───── Data shown ─────

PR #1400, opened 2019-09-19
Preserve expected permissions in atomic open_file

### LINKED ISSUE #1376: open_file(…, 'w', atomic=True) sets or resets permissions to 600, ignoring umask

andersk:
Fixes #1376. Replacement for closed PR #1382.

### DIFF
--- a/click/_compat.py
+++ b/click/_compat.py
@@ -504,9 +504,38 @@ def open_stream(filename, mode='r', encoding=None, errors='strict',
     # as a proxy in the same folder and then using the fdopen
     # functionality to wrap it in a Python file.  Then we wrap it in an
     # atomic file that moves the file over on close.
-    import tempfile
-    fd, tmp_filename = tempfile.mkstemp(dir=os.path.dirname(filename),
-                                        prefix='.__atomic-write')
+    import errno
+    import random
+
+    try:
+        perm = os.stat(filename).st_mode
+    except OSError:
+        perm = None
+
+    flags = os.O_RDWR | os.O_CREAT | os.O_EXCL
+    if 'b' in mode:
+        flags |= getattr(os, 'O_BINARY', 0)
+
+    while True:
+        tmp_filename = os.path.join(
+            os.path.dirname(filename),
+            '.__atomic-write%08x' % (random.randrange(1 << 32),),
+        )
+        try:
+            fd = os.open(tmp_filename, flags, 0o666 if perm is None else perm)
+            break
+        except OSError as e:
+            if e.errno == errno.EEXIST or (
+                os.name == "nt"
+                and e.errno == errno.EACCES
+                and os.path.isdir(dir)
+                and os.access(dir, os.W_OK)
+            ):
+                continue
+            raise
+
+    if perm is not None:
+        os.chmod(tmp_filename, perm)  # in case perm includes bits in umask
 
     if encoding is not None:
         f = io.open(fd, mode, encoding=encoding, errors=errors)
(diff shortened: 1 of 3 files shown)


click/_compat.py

─────

▶ Exercise details
The expected answer holds each line from the listing above where the string "random" is present.

▶ Response to this task
+    import random
+            '.__atomic-write%08x' % (random.randrange(1 << 32),),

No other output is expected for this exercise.